I like 10# fireline, just get your finger toughened up and you'll be good. I'd also get a 9' rod.


----------



## LarryB (Apr 29, 2002)

My experience with Spanish is that they can either be working very close to shore but usually they are at least 100 - 300ft off the beach. In order to reach them I need a minimum of 10 ft rod that can cast 1-3 oz. The reel that I find best is the old Diawa EmblemX-T (4500 or 5000 model) with long cast spool and the braided line that get's me the most extreme distance is the Diawa Saltiga Braid 15 to 18lb test (expensive for 200 yds). I also find that having extra spools filled with different braid brands is a plus because depending upon wind conditions 10 to 20lb fireline, Sufix braid or mono may be a better choice that day. I hope this helps.

LarryB


----------



## dawgfsh (Mar 1, 2005)

The best stings are 2oz (1547) so you might want a little more rod. 
My setup is 10' rod (3/4 -4), 8# mono, Sustain 4000. Good for albies and stripers too. For stripers I go to 20# braid.


----------



## chris storrs (Aug 25, 2005)

had a buncha stingsilver rods..got a wri 923 with a 5500 abu ..1266 with a 5500 c5 mag...8' and 9' ticas i use either an exceler 2500 or ss1600 on, had a 923 spinner for a couple weeks with the ss1600...and used to have a 8' tica with a 5600 wiffle spool abu on it, static magged with a magnet out of a mcds toy...
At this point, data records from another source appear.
PR #255, opened 2022-03-29
scale down INT AKS nodes

sebader:


msimecek (approved):

heoelri:
Can all our pods run on a single node?

heoelri:
> Can all our pods run on a single node?

Asking cause otherwise it will scale out to 2 or three anways.

sebader:
> Can all our pods run on a single node? 

Actually e2e is also set to one but I believe it always runs on 2 nodes :)

sebader:
But yeah good point, maybe we should just set both to 2 to start with

heoelri:
I assume the reason is the current quota limitation, right? The new request form does still not work and the support ticket wasn't processed yet.

image

sebader:
> I assume the reason is the current quota limitation, right? The new request form does still not work and the support ticket wasn't processed yet.
> 
> image

yeah, I also tried that :( 

what do you think, should we set the minimum for both e2e and int to 2nodes since that seems to be what we require anyway?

favorite was the 8' tica with the 5600 abu..fill it with ten pound test, and with a 2 ouce stingsilver better hope ya get a few cranks back on the spool before a big spanish hits cuz id dump it everytime on the cast...sadly accidentally left that rod at the cbbt pier one day in the fence, never got it back

have owned longer stingsilver rods, but just not as fun, to catch an on average 1-3 pound fish on a 10.5 ft rod..8' tica and a small reel is much better, and still reachem just fine


----------



## dthawks (Apr 7, 2009)

I have an 8'6" St. Croix Premier casting paired with an Abu 5500C3 and 12lb Big Game. absolute slings the 1 1/4oz stingsilvers or hopkins. The abu is stock and I've thought about doing upgrades to it to add distance. But very nice and light outfit.


----------



## drumrun (Dec 5, 2007)

Got a rainshadow 1266 with a stradic 4000, watchout, this thing can fly!


----------